HOw are you hun weve missed ya

Chris


----------



## MrsRedcap (Jan 6, 2006)

Yeah I'm ok....Ploddin on you know


----------



## sanjo (Sep 8, 2006)

Vicki

Just read your signature - Oh am so sorry for your loss hunny  

Lovely to see you and Leigh are back tho! x

sandrax


----------



## MrsRedcap (Jan 6, 2006)

Such is life Sanjo hun. That's the way the cookie crumbles unfortunatly. The break done Leigh and I good actually. Certainly darned the holes that were appearing and if anything we're stronger than ever.

I'm just taking the 'What will be will be approach'


----------



## sanjo (Sep 8, 2006)

Vicki

Thats all we can do eh?  

Glad things with Leigh are better tho - some people are ment to be together  

Sandrax


----------



## MrsRedcap (Jan 6, 2006)

sanjo said:


> some people are ment to be together
> 
> Sandrax


I know....People said we were too good together to throw it away


----------



## sanjo (Sep 8, 2006)

How are the boys?

S x


----------



## MrsRedcap (Jan 6, 2006)

Boys are fine...Kieran went back to Liverpool today after a visit so I'm feeling empty nest again lol.

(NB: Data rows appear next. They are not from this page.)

PR #7553, opened 2026-01-30
Replace use of tail with drop 1 in PlutusTx/Enum/TH.hs

zeme-wana:
Fixes this error:
```
src/PlutusTx/Enum/TH.hs:53:59: error: [GHC-63394] [-Wx-partial, -Werror=x-partial]
    In the use of ‘tail’
    (imported from Prelude, but defined in GHC.List):
    "This is a partial function, it throws an error on empty lists. Replace it with drop 1, or use pattern matching or Data.List.uncons instead. Consider refactoring to use Data.List.NonEmpty."
   |
53 |       [ funD 'succ (fmap (deriveSuccPred Succ) (zip cons (tail (Just <$> cons) ++ [Nothing])))
   |     
```

### DIFF
--- a/plutus-tx/src/PlutusTx/Enum/TH.hs
+++ b/plutus-tx/src/PlutusTx/Enum/TH.hs
@@ -50,7 +50,7 @@ deriveEnum name = do
     <$> instanceD
       (pure [])
       (pure instanceType)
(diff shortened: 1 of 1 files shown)


kwxm:
Is there any danger that this will actually get an empty list, or is the input guaranteed to be non-empty -in this situation?  `drop 1 []` is `[]`, which might not be what we want.  Matching on the list and failing for the empty list (which may be impossible) might be safer.

PR #7558, opened 2026-02-02
Enable plinth-tx-plugin to be built with ghc912

zeme-wana:


plutus-tx-plugin/plutus-tx-plugin.cabal
```diff
@@ -43,8 +43,9 @@ common lang
 
 common ghc-version-support
   -- See the section on GHC versions in CONTRIBUTING
-  if (impl(ghc <9.6) || impl(ghc >=9.7))
-    buildable: False
+  -- if (impl(ghc <9.6) || impl(ghc >=9.7))
+  --   buildable: False
+  buildable: True
```
zeme-wana: Temporary: proper `if` guard to be added later

plutus-tx-plugin/src/PlutusTx/Compiler/Expr.hs
```diff
@@ -1017,7 +1017,7 @@ compileExpr e = traceCompilation 2 ("Compiling expr:" GHC.<+> GHC.ppr e) $ do
     -- We can safely commit to this match as soon as we've seen fromString -
     -- we won't accept any applications of fromString that aren't creating literals of
     -- the types we support.
-    (strip -> GHC.Var (GHC.idDetails -> GHC.ClassOpId cls))
+    (strip -> GHC.Var (GHC.idDetails -> GHC.ClassOpId cls True))
```
zeme-wana: [Haddock for ClassOpId](https://hackage-content.haskell.org/package/ghc-9.14.1/docs/src/GHC.Types.Id.Info.html#ClassOpId):
```
True <=> given a non-bottom dictionary, the class op will
definitely return a non-bottom result
and Note [exprOkForSpeculation and type classes]
in GHC.Core.Utils
```

plutus-tx-plugin/src/PlutusTx/Compiler/Expr.hs
```diff
@@ -1017,11 +1019,11 @@ compileExpr e = traceCompilation 2 ("Compiling expr:" GHC.<+> GHC.ppr e) $ do
     -- We can safely commit to this match as soon as we've seen fromString -
     -- we won't accept any applications of fromString that aren't creating literals of
     -- the types we support.
-    (strip -> GHC.Var (GHC.idDetails -> GHC.ClassOpId cls))
+    (strip -> GHC.Var cls)
```
zliu41: What's the reason for this change?

plutus-tx-plugin/src/PlutusTx/Compiler/Expr.hs
```diff
@@ -883,6 +884,7 @@ compileHaskellList = buildList . strip
         consume li >>= traverse compileExpr
     buildList _ = err
 
+{- FOURMOLU_DISABLE -} -- Fourmolu can't parse non-top-level #if directives
```
zliu41: Disabling fourmolu for such a large function isn't ideal. You can create a `PlutusTx.Compiler.Compat` module and put all the CPP there.

plutus-tx-plugin/src/PlutusTx/Compiler/Expr.hs
zeme-wana: @SeungheonOh

SeungheonOh: GHC912 changed how overloaded strings are compiled, they use `fromString @_... ""` which I wasn't able to match if I had it match `ClassOpId`.

zliu41: Then this variable should not be called "cls" anymore, since it is no longer a `Class`. It is now an `IdDetails`.

zliu41 (changes requested):
Looks good, just two minor comments

plutus-tx-plugin/src/PlutusTx/Compiler/Expr.hs
```diff
@@ -1017,11 +1019,11 @@ compileExpr e = traceCompilation 2 ("Compiling expr:" GHC.<+> GHC.ppr e) $ do
     -- We can safely commit to this match as soon as we've seen fromString -
     -- we won't accept any applications of fromString that aren't creating literals of
     -- the types we support.
-    (strip -> GHC.Var (GHC.idDetails -> GHC.ClassOpId cls))
+    (strip -> GHC.Var cls)
       `GHC.App` GHC.Type ty
       `GHC.App` _dict
       `GHC.App` (strip -> content)
-        | GHC.getName cls == GHC.isStringClassName -> do
+        | GHC.getName cls == GHC.isStringClassName || GHC.getName cls == GHC.fromStringName -> do
```
zliu41: `cls` can no longer possibly match `GHC.isStringClassName` since it is no longer a `Class`.

zliu41: You should be able to simply bind this variable on the `GHC.Var` itself, i.e., `(strip -> var)`

PR #7560, opened 2026-02-03
Fix uconv to allow an arbitrary number of variables

ana-pantilie:
Fixes https://github.com/IntersectMBO/plutus-private/issues/2055


plutus-metatheory/src/FFI/Untyped.hs
```diff
@@ -43,22 +43,22 @@ conv (Force _ t) = UForce (conv t)
 conv (Constr _ i es) = UConstr (toInteger i) (toList (fmap conv es))
 conv (Case _ arg cs) = UCase (conv arg) (toList (fmap conv cs))
 
-tmnames :: String
-tmnames = ['a' .. 'z']
+tmnames :: [String]
```
zliu41: `tnames :: Int -> String` would be a lot more efficient than `!!`. In general, CAFs are bad.

zliu41 (approved):

PR #7562, opened 2026-02-04
feat: native builtin data vs th builtin data benchmark

colll78:
Added a benchmark using very crude and barely optimized native builtin data functions to compare against the existing Vesting contract implemented with TH AsData stuff.

Added script context builder for constructing realistic script contexts which obey ledger invariants.

### DIFF
--- a/plutus-benchmark/cardano-loans/src/CardanoLoans/Test.hs
+++ b/plutus-benchmark/cardano-loans/src/CardanoLoans/Test.hs
@@ -9,14 +9,26 @@
 module CardanoLoans.Test where
 
 import PlutusTx
-import PlutusTx.Prelude
+import PlutusTx.Prelude hiding ((<>))
 
 import CardanoLoans.Validator (LoanDatum (..), LoanRedeemer (..), loanValidatorCode)
+import PlutusLedgerApi.Test.ScriptContextBuilder.Builder
+  ( buildScriptContext
+  , withAddress
+  , withInlineDatum
+  , withOutRef
+  , withOutput
+  , withSigner
+  , withSpendingScript
+  , withTxOutAddress
+  , withTxOutValue
+  , withValidRange
+  , withValue
+  )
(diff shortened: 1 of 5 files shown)


plutus-benchmark/linear-vesting/src/LinearVesting/Validator.hs
```diff
@@ -139,20 +142,37 @@ validateVestingFullUnlock ctx =
...
+      (not (txSignedBy txInfo beneficiaryKey))
+      (\_ -> traceError "Missing beneficiary signature")
+      ( \_ ->
+          BI.ifThenElse
+            (vestingPeriodEnd vestingDatum >= currentTimeApproximation)
+            (\_ -> traceError "Unlock not permitted until vestingPeriodEnd time")
+            (\_ -> True)
+            BI.unitval
+      )
+      BI.unitval
```
Unisay, line 155: I did an experiment and results demonstate that multiway-if compiled by the plugin is actually better than hand-rolled lazy ifthenelse pattern you employ here:
https://github.com/IntersectMBO/plutus/pull/7578

colll78: Good point, I guess similar could be achieved with `ifThenElseLazy predicate ~a ~b = BI.ifThenElse predicate a b` right? And if the branches don't contain an error and the terms are small (ie. for `&&` which has only `True` and `False` as branches, then we would want to use `BI.ifThenElse` because multiway if isn't smart enough to know whether it can be safely optimized to strict (and whether it should based on the terms in the branches). 

I'll update the implementation to use multiway if, I'm sure it could be further optimized, but I just did a rough translated to BuiltinData and didn't put much effort into optimization and it is already optimized to around 35% of the budget of the TH Data version.

Unisay:
Optimized linear vesting validator https://github.com/IntersectMBO/plutus/pull/7658

PR #7573, opened 2026-02-06
Fix flaky uplc-evaluator-integration-tests and re-enable

Unisay:
## Summary

- **Fix measurement sharing bug**: GHC's full laziness transformation shared the `evaluateWithBudget term` result between the initial validation call and the timing loop. After validation forced the result to WHNF, subsequent calls in the loop measured a no-op (~0ns). Fixed with two layers of defense:
  - `{-# NOINLINE evaluateWithBudget #-}` prevents inlining the function body
  - `{-# NOINLINE measureSingleExecution #-}` (new) prevents GHC from inlining the timing function into the loop, keeping `evaluateWithBudget t` dependent on the lambda-bound `t` — full laziness **cannot** float expressions that depend on lambda-bound variables, providing a semantic guarantee (not just a heuristic) that CEK evaluation runs fresh each iteration
- **Fix file-write race condition**: The service could read partially-written input files. Fixed by writing to a temp file then atomically renaming.
- **Restore strict timing assertions**: With the robust NOINLINE fix, `cpu_time_ns > 0` assertions serve as a canary — if sharing prevention ever breaks, tests fail loudly rather than silently passing with 0ns measurements.
- **Re-enable test suite**: Removed `buildable: False` from `uplc-evaluator-integration-tests`.

## Test plan

- [x] `cabal build plutus-benchmark:uplc-evaluator` succeeds
- [x] `cabal build plutus-benchmark:uplc-evaluator-integration-tests` succeeds
- [x] All 28 integration tests pass
- [x] Tests pass consistently across 5 consecutive runs (with `> 0` assertions)

### DIFF
--- a/plutus-benchmark/uplc-evaluator/test/Spec.hs
+++ b/plutus-benchmark/uplc-evaluator/test/Spec.hs
@@ -41,908 +41,908 @@ main = withUtf8 do
     ( testGroup
         "uplc-evaluator integration tests"
         [ testGroup
-      "Infrastructure"
-      [ testCase "Basic scaffolding test" do
-          -- This is a basic test to verify the test infrastructure is set up correctly
-          let expected :: Integer = 2 + 2; actual = 4
-          actual @?= expected
-      , testCase "Service lifecycle - start and stop" do
-          -- Test that the service can start and stop cleanly
-          execPath <- findEvaluatorExecutable
-          withEvaluatorService execPath \handle -> do
-            -- Verify input directory exists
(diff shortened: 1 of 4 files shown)


plutus-benchmark/uplc-evaluator/test/Spec.hs
Unisay, line 1: the only real change is one hunk: the >= 0 → > 0 fix. The other ~880 "changed" lines were fourmolu normalizing indentation.

PR #7595, opened 2026-02-16
Fix out of date comment

mietek:
Small omission in https://github.com/IntersectMBO/plutus/pull/7486.

cc @basetunnel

Grant's started High School (Not the school I oiginally wanted for him as transport refused to take him there) and at the moment it's not boding well...Teachers there haven't a clue with him. He's now stopped eating again. They haven't even looked at his notes, and the auxiliary went into the school before he went and showed them exactly what they had to do...along with 7 pages of written stuff. They haven't even looked at it. They've been trying to give his yoghurt separatly to his weetabix...Until I said he has it _mixed _ in with the weetabix...They said 'Oh we didn't know that'. Hmmmm...it was scrawled all over his notes.

because they've been doing it wrong the past 4 weeks he's lost 2 kg in weight  So I'm not a happy bunny. I've decided if there is no improvement by Christmas I'm pulling him out, and might consider getting OFSTED involved.


----------



## sanjo (Sep 8, 2006)

For goodness sakes - why don't these bl**dy folk read notes  

Poor wee soul losing 2kgs - no wonder your not happy, keep on at them!

I think Christmas is long enough too to give them, they should be well accomplished by then surely!


----------



## Shellebell (Dec 31, 2004)

welcome back hunnie  
I was all  and   when reading your signature  

  for the school, I was going to say the same thing about it as sanjo, giving them til Xmas gives thwm plenty of time to sort themselves out  

Xxxx


----------



## Wraakgodin (Jun 17, 2006)

Hiya Mrs R!!!!!

Nice to see you back!!!!

Like all the ladies here, I am so sorry to hear of your loss.  Sending you lots of love and hugs

Sue


----------



## **Tashja** (Jan 13, 2005)

Wooo welcome back Vicki 

I am sorry Grants school are being a nightmare - I really hope it sorts out for you   

T xx


----------



## Damelottie (Jul 26, 2005)

Hello Mrs R  

Thats rubbish news about the school  

xxx


----------



## carole (Jul 21, 2003)

WB Vicki    

Great news about you and Leigh  

  to you for the mc hun.

Hope Grant's school get their act together - I know you will sort them if they don't


----------



## ♥Saila♥ (Mar 27, 2006)

Yaaaay your back!!  

I am glad you and Leigh have worked it out!

xxxx


----------



## wouldloveababycat (Mar 21, 2004)

HI hunny   Welcome Back but   sorry to hear about your loss        for positive things for you hunny  

Cat x


----------